I vote old age also. I know my cat like reflexes left me a long time ago LOL. But yeah those rocks do suck, I know I take it very easy when I take pops down there.

Kip


----------



## Doboy (Oct 13, 2008)

*Hey EZ,,,, thanks for firing me up, AGAIN! ;>)*


I'm with ya on this one EZ! HOW MUCH MONEY DID THEY SPEND ON THIS JOB?
+, how many times now!?$$$$$

I shake my head in disbelieve,,,, NO WAY, do the 'engineers' on projects like these,,,,, FISH!
They should have talked to YOU FIRST!

*It's a shame,,,,, I wish there was a concrete company close by. I'd gladly kick in $50 to have them wash out, (grout in)
& accidentally place a yard of mud down on those stones,,,,,,, that's after I positioned those damn rocks into steps & pads.

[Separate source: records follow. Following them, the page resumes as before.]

PR #647, opened 2018-04-06
Upgrade to Spring Statemachine 2.0.1

jvalkeal:


initializr-service/src/main/resources/application.yml
```diff
@@ -123,8 +123,10 @@ initializr:
           - versionRange: "[2.0.0.RC2,2.0.0.RC2]"
             version: 2.0.0.M5
             repositories: spring-milestones
-          - versionRange: "2.0.0.RELEASE"
+          - versionRange: "[2.0.0.RELEASE,2.0.0.RELEASE]"
             version: 2.0.0.RELEASE
+          - versionRange: "2.0.1.RELEASE"
+            version: 2.0.1.RELEASE
```
wilkinsona: This implies that Spring Statemachine 2.0.1 incompatible with Spring Boot 2.0.0. Is that the case?

jvalkeal: In theory it should work but is not really tested. I've just never really understood what I need to put in these fields when upgrading versions.

wilkinsona: Thanks, Janne. In that case, I think this should be a one-line change to update the version from `2.0.0.RELEASE` to `2.0.1.RELEASE` and leave the range unchanged. Could you make that update please?

jvalkeal:
@wilkinsona ok, it's now one line change, I force pushed this branch when I squashed changes. I think I tried to do it like this as last time stephane wanted to keep "some sort of history" and he didn't accept my one line change(thought that was during RC's).

snicoll:
@jvalkeal that's [not the same thing](https://github.com/spring-io/initializr/pull/608#issuecomment-368848205). I find it interesting to know during the milestones phases the compatibility history of the project (still available for Spring Cloud as it isn't GA yet). Besides, the change you're referring to would have removed support for a range of Spring Boot versions.

In this change it's business as usual. We take the latest and greatest but there's no reason to prevent older releases to be used with it. If that's necessary, then we need to add an additional range.

jvalkeal:
@snicoll ok thanks for the clarification. It was always a bit cray area for me. I'll get it right next time :)

PR #651, opened 2018-04-09
Spring Cloud Stream Kafka Streams, redux

joshlong:
I revised the PR. It's now in a different column. 

- it works if you choose `Cloud Stream` + `Kafka Streams` 
- it also works if you choose just `Kafka Streams` since there is no fundamental library, as there is w/ Spring Kafka vs. Spring Cloud Stream Kafka. 
- it also works if you choose 'Cloud Stream' with 'Kafka Streams'. it works but it's redundant. I didn't change the `SpringCloudMessagingRequestPostProcessor` to remove the redundant `cloud-stream` because.. well you might need it when using one of the other binders. 
- it also works if you choose 'Reactive Cloud Stream' + 'Kafka Streams' since it's possible you could use that with Spring Cloud Streamm Kafka Streams.

### DIFF
--- a/initializr-service/src/main/resources/application.yml
+++ b/initializr-service/src/main/resources/application.yml
@@ -727,6 +727,14 @@ initializr:
           links:
             - rel: reference
               href: http://docs.spring.io/spring-boot/docs/{bootVersion}/reference/htmlsingle/#boot-features-kafka
+        - name: Kafka Streams
+          id: kafka-streams
+          description: Stream processing with Spring Cloud Stream Kafka Streams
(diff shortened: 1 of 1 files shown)


philwebb:
I don't think this is ideal. We're not wanting to name `spring-cloud-stream-binder-kafka-streams` as "Kafka Streams". We want a real dependency on `org.apache.kafka:kafka-streams` and a post processor to and `spring-cloud-stream-binder-kafka-streams`.

Please can we let the discussion in #642 play out before raising any more pull requests.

FOR THE SAKE OF GOD,,,,, Place some FrK'n 4x4' sidewalk slabs along the waterline!
STACK SOME UP THE SLOPE FOR STEPS!? DUHHHH!*

Thanks, lol,,,


----------



## joekacz (Sep 11, 2013)

They could easily form up over those rocks and make it into a walkable pier. The design there now is more of a deterrent to a family with kids that just want to enjoy a day of fishing. You gotta wonder about the people that make these decisions on where their heads are.


----------



## johnboy111711 (Apr 7, 2004)

You guys have some awesome ideas, wish you would have said them to the state BEFORE the project was complete!


----------



## Bprice1031 (Mar 13, 2016)

joekacz said:


> They could easily form up over those rocks and make it into a walkable pier. The design there now is more of a deterrent to a family with kids that just want to enjoy a day of fishing. You gotta wonder about the people that make these decisions on where their heads are.


----------



## joekacz (Sep 11, 2013)

johnboy111711 said:


> You guys have some awesome ideas, wish you would have said them to the state BEFORE the project was complete!

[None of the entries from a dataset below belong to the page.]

PR #670, opened 2018-05-21
Add Spring Cloud Function

dsyer:
Just one checkbox for now. I will follow up with a post processor
that works with s-c-stream and s-b-starter-web*. Probably we could
add one for azure and aws too.

### DIFF
--- a/initializr-service/src/main/java/io/spring/initializr/service/extension/SpringCloudFunctionRequestPostProcessor.java
+++ b/initializr-service/src/main/java/io/spring/initializr/service/extension/SpringCloudFunctionRequestPostProcessor.java
@@ -41,7 +41,7 @@ class SpringCloudFunctionRequestPostProcessor
 	@Override
 	public void postProcessAfterResolution(ProjectRequest request,
 			InitializrMetadata metadata) {
-		boolean hasSpringCloudStream = hasDependency(request, "cloud-stream");
+		boolean hasSpringCloudStream = hasDependency(request, "cloud-stream") || hasDependency(request, "reactive-cloud-stream");
 		// TODO: add webflux when s-c-f is ready
 		boolean hasWeb = hasDependency(request, "web");
 		if (hasSpringCloudStream) {
--- a/initializr-service/src/main/java/io/spring/initializr/service/extension/SpringCloudFunctionRequestPostProcessor.java
+++ b/initializr-service/src/main/java/io/spring/initializr/service/extension/SpringCloudFunctionRequestPostProcessor.java
@@ -1,0 +1,55 @@
+/*
+ * Copyright 2012-2018 the original author or authors.
+ *
+ * Licensed under the Apache License, Version 2.0 (the "License");
+ * you may not use this file except in compliance with the License.
+ * You may obtain a copy of the License at
+ *
+ *      http://www.apache.org/licenses/LICENSE-2.0
+ *
+ * Unless required by applicable law or agreed to in writing, software
+ * distributed under the License is distributed on an "AS IS" BASIS,
+ * WITHOUT WARRANTIES OR CONDITIONS OF ANY KIND, either express or implied.
+ * See the License for the specific language governing permissions and
+ * limitations under the License.
+ */
+
+package io.spring.initializr.service.extension;
+
+import io.spring.initializr.generator.ProjectRequest;
+import io.spring.initializr.metadata.Dependency;
+import io.spring.initializr.metadata.InitializrMetadata;
+
+import org.springframework.stereotype.Component;
+
+/**
+ * Determine the appropriate Spring Cloud function dependency according to the messaging
+ * and/or platform dependencies requested.
+ *
+ * @author Dave Syer
+ */
+@Component
+class SpringCloudFunctionRequestPostProcessor
+		extends AbstractProjectRequestPostProcessor {
+
+	static final Dependency STREAM_ADAPTER = Dependency.withId("cloud-function-stream",
+			"org.springframework.cloud", "spring-cloud-function-stream");
+
+	static final Dependency WEB_ADAPTER = Dependency.withId("cloud-function-web",
+			"org.springframework.cloud", "spring-cloud-function-web");
+
+	@Override
+	public void postProcessAfterResolution(ProjectRequest request,
+			InitializrMetadata metadata) {
+		boolean hasSpringCloudStream = hasDependency(request, "cloud-stream");
+		// TODO: add webflux when s-c-f is ready
+		boolean hasWeb = hasDependency(request, "web");
+		if (hasSpringCloudStream) {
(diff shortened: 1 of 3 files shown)


initializr-service/src/main/java/io/spring/initializr/service/extension/SpringCloudFunctionRequestPostProcessor.java
```diff
@@ -0,0 +1,55 @@
...
+	static final Dependency WEB_ADAPTER = Dependency.withId("cloud-function-web",
+			"org.springframework.cloud", "spring-cloud-function-web");
+
+	@Override
+	public void postProcessAfterResolution(ProjectRequest request,
+			InitializrMetadata metadata) {
+		boolean hasSpringCloudStream = hasDependency(request, "cloud-stream");
+		// TODO: add webflux when s-c-f is ready
+		boolean hasWeb = hasDependency(request, "web");
+		if (hasSpringCloudStream) {
```
snicoll: This dependency currently [brings `spring-cloud-stream`](https://github.com/spring-cloud/spring-cloud-function/blob/dc179c0dd720e86ef0d42f936d4dd2e02645b34a/spring-cloud-function-stream/pom.xml#L26) and [`spring-cloud-stream-reactive`](https://github.com/spring-cloud/spring-cloud-function/blob/dc179c0dd720e86ef0d42f936d4dd2e02645b34a/spring-cloud-function-stream/pom.xml#L40) which makes that an effective super-set of `Reactive Cloud Stream` (with id `reactive-cloud-stream`). 

That boolean check looks incorrect to me unless I am missing something.

initializr-service/src/main/java/io/spring/initializr/service/extension/SpringCloudFunctionRequestPostProcessor.java
```diff
@@ -0,0 +1,55 @@
...
+			request.getResolvedDependencies().add(STREAM_ADAPTER);
+		}
+		if (hasWeb) {
+			request.getResolvedDependencies().add(WEB_ADAPTER);
```
snicoll: Even though Spring Cloud Function is using reactor in its core, it only binds to the regular `web` dependency at the moment. Just adding this FTR after I've discussed the topic with Dave. Webflux support is planned of course.

initializr-service/src/main/resources/application.yml
```diff
@@ -810,6 +810,16 @@ initializr:
           groupId: org.springframework.cloud
           artifactId: spring-cloud-starter
           weight: 100
+        - name: Cloud Functions
```
snicoll: Any reason for the plural form here?

initializr-service/src/main/resources/application.yml
```diff
@@ -810,6 +810,16 @@ initializr:
...
+          id: cloud-function
+          groupId: org.springframework.cloud
+          artifactId: spring-cloud-function-context
+          description: Functions as Spring Beans
+          versionRange: 2.0.2.RELEASE
+          links:
```
snicoll: Can we have a ref to a sample?

initializr-service/src/test/java/io/spring/initializr/service/extension/SpringCloudFunctionRequestPostProcessorTests.java
```diff
@@ -0,0 +1,51 @@
...
+
+import org.junit.Test;
+
+import static io.spring.initializr.service.extension.SpringCloudFunctionRequestPostProcessor.STREAM_ADAPTER;
+import static io.spring.initializr.service.extension.SpringCloudFunctionRequestPostProcessor.WEB_ADAPTER;
+
+/**
+ * Tests for {@link SpringCloudStreamRequestPostProcessor}.
+ *
+ * @author Stephane Nicoll
```
snicoll: I didn't write it 😅

initializr-service/src/main/resources/application.yml
dsyer: Sure

initializr-service/src/main/java/io/spring/initializr/service/extension/SpringCloudFunctionRequestPostProcessor.java
snicoll: > Just a comment, right?

It's a comment and also an indication for others that this dependency automatically upgrades any "Cloud Stream" app with "Cloud Functions" to "Reactive Cloud Stream" with "Cloud Functions".

> Why is the boolean check incorrect?

If you select `Reactive Cloud Stream` and `Cloud Functions` this post-processor does nothing (it doesn't add the function bits).

dsyer: Good point. I guess we can tidy that up.

dsyer:
To answer the question about what do you get with no adapter: you get a `FunctionCatalog` and `FunctionInspector` that you can use to list and inspect functions. But no way to interact with them from outside (no web endpoint or anything). I.e. it doesn't blow up  or anything, but the app is a bit boring.

wilkinsona:
> I.e. it doesn't blow up or anything, but the app is a bit boring.

Doesn't that rather defeat the purpose of FaaS? It seems less than ideal that an app/function needs a specific dependency to make it possible to interact with it. Perhaps I've misunderstood and this is only a problem at development time and, once deployed, a function can be interacted with via whatever mechanism was chosen at deployment time? If that's the case, perhaps as web test-scoped dependency would be a way out?

dsyer:
Not sure I understand the question(s). One purpose of a FaaS is to run the smallest amount of code as possible. Adding more dependencies is kind of the opposite of what you want, and I definitely don't see the point of adding web dependencies in test scope. If you write a test you can just instantiate directly or `@Autowired` the functions anyway.

An empty Boot app with just the function checkbox is runnable directly on Riff, but that is the only one that works with a Spring Boot ueberjar. The others all need their own SDK included, which potentially we could do in initializr, but I left it out of scope for this PR because it will probably be a lot more messy (there isn't a single jar per platform or anything as easy as that). Also they all end up needing a special (shaded usually) jar or a docker container. Since initializr can't do any of that, I intentionally left that as manual work for the user.

wilkinsona:
That, particularly the second paragraph, helps. Thanks.

>  Adding more dependencies is kind of the opposite of what you want

This has added to my confusion, though. I'm struggling to reconcile that statement with the proposed post-processor adding dependencies. Do I understand correctly that those dependencies will be unnecessary when deployed to some environments? Riff being one example by the sound of it.

dsyer:
Yes. But one of the goals of Spring Cloud Function is to promote functions as a programming model. So the web dependencies are harmless in Riff (and other platforms), but they make the app deployable as an HTTP service. It’s really useful for prototyping. And nobody has to do it (you can leave the web checkbox empty).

Do you think that they would have listened?? It took them over 5yrs to listen about the perch population in the big lake. And one day it’s finally going to hit them about the walleye population in Skeeter!


----------



## joekacz (Sep 11, 2013)

Bprice1031 said:


> View attachment 469564


I couldn’t have said it any better!!! LMAO!!


----------



## ranger487 (Apr 5, 2005)

Besides all the good ideas of the causeway fix up they could use 2 more GOOD ramps on the lake instead if just having one.


----------



## steelheadmagic (Jul 17, 2012)

I know this is going to make me sound old but when I got my drivers license in 1979 that causeway was my favorite place to go. Between the littering and the new ankle breaking rocks I just feel it is one more thing lost from the past


----------



## joekacz (Sep 11, 2013)

steelheadmagic said:


> I know this is going to make me sound old but when I got my drivers license in 1979 that causeway was my favorite place to go. Between the littering and the new ankle breaking rocks I just feel it is one more thing lost from the past


OLD?!? I graduated high school in’69 ,now that’s old. Heck I started fishing that lake before I had a driver’s license. The state ramp on the south side of the causeway was a dirt beach. Stay young. LOL


----------



## johnboy111711 (Apr 7, 2004)

joekacz said:


> Do you think that they would have listened?? It took them over 5yrs to listen about the perch population in the big lake. And one day it’s finally going to hit them about the walleye population in Skeeter!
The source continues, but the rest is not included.